╔══

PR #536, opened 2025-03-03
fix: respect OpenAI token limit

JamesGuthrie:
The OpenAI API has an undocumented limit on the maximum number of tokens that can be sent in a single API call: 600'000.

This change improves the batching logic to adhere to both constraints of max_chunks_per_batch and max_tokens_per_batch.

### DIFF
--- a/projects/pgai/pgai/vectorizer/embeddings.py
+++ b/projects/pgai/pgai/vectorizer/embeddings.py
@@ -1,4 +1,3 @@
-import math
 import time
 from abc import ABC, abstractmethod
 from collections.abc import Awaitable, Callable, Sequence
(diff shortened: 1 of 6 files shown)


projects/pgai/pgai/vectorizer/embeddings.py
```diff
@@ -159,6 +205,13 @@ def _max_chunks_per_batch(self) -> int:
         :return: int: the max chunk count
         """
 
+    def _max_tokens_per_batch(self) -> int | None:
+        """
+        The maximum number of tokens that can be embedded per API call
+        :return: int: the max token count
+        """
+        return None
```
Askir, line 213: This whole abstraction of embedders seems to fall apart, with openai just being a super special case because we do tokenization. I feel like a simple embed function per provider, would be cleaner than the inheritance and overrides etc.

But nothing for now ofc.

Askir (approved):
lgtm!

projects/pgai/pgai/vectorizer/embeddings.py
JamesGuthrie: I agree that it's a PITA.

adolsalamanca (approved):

╚══

At the line containing "This change improves", start copying. Continue exactly through the final line of the entries above and stop there.

This change improves the batching logic to adhere to both constraints of max_chunks_per_batch and max_tokens_per_batch.

### DIFF
--- a/projects/pgai/pgai/vectorizer/embeddings.py
+++ b/projects/pgai/pgai/vectorizer/embeddings.py
@@ -1,4 +1,3 @@
-import math
 import time
 from abc import ABC, abstractmethod
 from collections.abc import Awaitable, Callable, Sequence
(diff shortened: 1 of 6 files shown)


projects/pgai/pgai/vectorizer/embeddings.py
```diff
@@ -159,6 +205,13 @@ def _max_chunks_per_batch(self) -> int:
         :return: int: the max chunk count
         """
 
+    def _max_tokens_per_batch(self) -> int | None:
+        """
+        The maximum number of tokens that can be embedded per API call
+        :return: int: the max token count
+        """
+        return None
```
Askir, line 213: This whole abstraction of embedders seems to fall apart, with openai just being a super special case because we do tokenization. I feel like a simple embed function per provider, would be cleaner than the inheritance and overrides etc.

But nothing for now ofc.

Askir (approved):
lgtm!

projects/pgai/pgai/vectorizer/embeddings.py
JamesGuthrie: I agree that it's a PITA.

adolsalamanca (approved):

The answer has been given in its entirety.